Say the word “client” (the other C-word) or use it in a sentence and what comes to mind? Forgetting its application to public relations, odds are that your mental list includes embellished dialogue from countless courtroom scenes either in film or novels. Jack Nicholson’s famous “you can’t handle the truth” monologue from A Few Good Men comes to mind as does Susan Sarandon’s impassioned defense and motherly protection of young Mark Sway (Brad Renfro) and his family in The Client.

In both instances, “the client” or “clients” are first seen as nothing more than machine-like elements of the impersonal legal apparatus: Sway is a child who witnessed a murder and the state requires the body’s location while Private First Class Louden Downey and Lance Corporal Harold Dawson are accused of murder.
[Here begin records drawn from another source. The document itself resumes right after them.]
PR #36, opened 2015-06-23
PINT Polyco generator and evaluator 

luojing1211:
Hi Nanograv/PINT branch manager, 

Please take a look about the new features and leave comments on these. I have not put the binary phase and logrms into the code. Instead, I just put 0.0 as the value. But In the future, it will be there. 

-Luo Jing


pint/models/polycos.py
```diff
@@ -0,0 +1,612 @@
...
+
+        # Make sure the number of nodes is bigger then number of coeffs.
+        if numNodes < ncoeff:
+            numNodes = ncoeff+1   
+    	# generate the ploynomial coefficents
+    	if method == "TEMPO":
+            
+           
+    	# Using tempo1 method to create polycos
+            for i in range(len(entryIntvl)-1):
```
scottransom: This seems to be an indentation issue.  Will you please bring the for loop left one level?

luojing1211: This For loop is under the if  method == "TEMPO" statement. I believe is should be right

PR #46, opened 2015-09-29
PSR binary generic model and DD model 

luojing1211:
Hi pint developers, 
In this pull request, the binary model are not independent for PINT. It is a subclass of timeing_model.

I finish the code for PSR binary generic model and DD model. I still have some question about it. But I would like you to take a look of the code and make comments to improve it. 

Thank you. 

-Luo Jing


scottransom:
@luojing1211  Can you please see what the conflicts are with this?  I would like to merge this and get some good tests with it.  And I also want to modify it to add ELL1 model.

luojing1211:
Hi Scott,

I will take a look. I talked to Rutger about the binary model. He would
like to have a more independent binary model and PINT timing model is just
a wrapper of the independent binary model. So I am writing this part right
now in another branch. Is it better to have a decision before we merge it
together?

-Luo Jing

vhaasteren:
Ok, I finally had a look at the new binary model branch. These are the
comments I have for now:

1) There is an error in your master branch right now:
byte-compiling /Users/vhaaster/env/dev/lib/python2.7/site-packages/pint/models/parameter.py to parameter.pyc
File "/Users/vhaaster/env/dev/lib/python2.7/site-packages/pint/models/parameter.py", line 155
)

Easy fix, though.

2) The function model.as_parfile() does not output the binary model. I expected
to see the line:

BINARY DD

3) After reading in a par file with a DD model, I do not see the delay function
for the binary listed. I expected to see something like m.delay_funcs:

bound method J0613-sim.BT_delay of pint.models.timing_model.J0613-sim object at 0x10ce83fd0,
bound method J0613-sim.solar_system_shapiro_delay of pint.models.timing_model.J0613-sim object at 0x10ce83fd0,
bound method J0613-sim.dispersion_delay of pint.models.timing_model.J0613-sim object at 0x10ce83fd0,
bound method J0613-sim.solar_system_geometric_delay of pint.models.timing_model.J0613-sim object at 0x10ce83fd0

But instead (changing the binary model to DD), I see:

bound method J0613-sim.solar_system_shapiro_delay of pint.models.timing_model.J0613-sim object at 0x1123ed750,
bound method J0613-sim.dispersion_delay of pint.models.timing_model.J0613-sim object at 0x1123ed750,
bound method J0613-sim.solar_system_geometric_delay of pint.models.timing_model.J0613-sim object at 0x1123ed750

The binary delay function is now kept separately. Is that desirable? I think it
was kind of neat that everything was in delay_funcs, and I think it is a mistake
to single out the binary delay like this. My proposal:
a) Keep the binary delay function just in model.delay_funcs. That makes
the 'delay' function of TimingModel also neat.
b) The PSRBinary class adds the 'binary_model' attribute, which is a
reference to the actual binary delay function. We might decide to
have the binary_delay attribute already defined in the TimingModel
class, which initially refers to a lambda function that returns all
zeros. The PSRBinary class can then overwrite that. But I am not
sure whether we should, since from a design point of view, the
TimingModel class should not know about anything in the
sub-components. In other words, line 153 of timing_model.py is
specific to the PSRBinary component, which it should not know
anything about.

4) I do not like the type tests that are at line 186 of PSR_binary.py. This is
the type of behavior that should be handled by the Parameter class. We
should just be able to call a member function of Parameter (or overloaded
by the subclass). This type of stuff is happening in other locations of
PINT as well at the moment. We should fix that.

5) Shouldn't the function 'der' on line 158 of PSR_Binary be a part of
TimingModel? This seems like general functionality we would want there.

6) Suggestion: use numdifftools as a fallback to obtain parameter derivatives.
I have been using those in the past months, and they are (slow but) correct
down to near machine precision.

luojing1211:
Thanks for your comments,

I will take a look and make change on those.

-Luo Jing

luojing1211:
​Thank you Rutger,

I have looked at your comments. I recommend you to take a look on
binarywrapper pull request. It is a branch that more close to the design
you were talking about before. But the comments you have made are still
vilde, since I used same idea for those part.  ​


On Sun, Dec 13, 2015 at 8:17 PM, Rutger van Haasteren <
notifications@github.com> wrote:

> Ok, I finally had a look at the new binary model branch. These are the
> comments I have for now:
>
> 1) There is an error in your master branch right now:
> byte-compiling
> /Users/vhaaster/env/dev/lib/python2.7/site-packages/pint/models/parameter.py
> to parameter.pyc
> File
> "/Users/vhaaster/env/dev/lib/python2.7/site-packages/pint/models/parameter.py",
> line 155
> )
>
> Easy fix, though.
>
​This should be in the prefix pull request. I think I was not in the right
branch when I pushed commits. ​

Central to both plots, however, is the re-humanizing of these characters: Downey and Dawson were following orders; Sway’s reluctance to cooperate with the law protects his family. As the end credits roll the main characters are seen as people, not clients.

It’s fitting then that public relations – a profession that is fighting hard to prove its worth, thus my earlier blogs on the subject – has, over time, also adopted this clunky word.

As with the legal profession, PR client references have all the trappings of dispassion – or displeasure. The client is something to be serviced, like a faulty carburetor or misfiring engine piston. Signed, sealed, delivered and off to the next troublesome client meddling in the affairs of proper creative talent – i.e., us! Amid insane copy deadlines, we ask ourselves: what can the “carburetor” or “piston” tell us that is useful? 

Actually, clients can tell us a lot. You know, something extremely vital like where they see their company in the next five years and how their own internal team envisions a campaign. Oh, and what they expect of us.

A brilliant article by 72andSunny CEO John Boiler in AdAge recently called us all out on this troubling trend and suggested a much-needed change, one that ThinkInk is about to enact. Dropping the word “client” and its often-negative connotation can greatly improve the working environment, Boiler rightly argues. It’s common knowledge as old as the sales pitch itself but bears repeating. Identify with a person and the sale goes smoothly. Identify with the product or service offering, using words like client or customer and the phrase “used car salesperson” comes to mind. See the difference?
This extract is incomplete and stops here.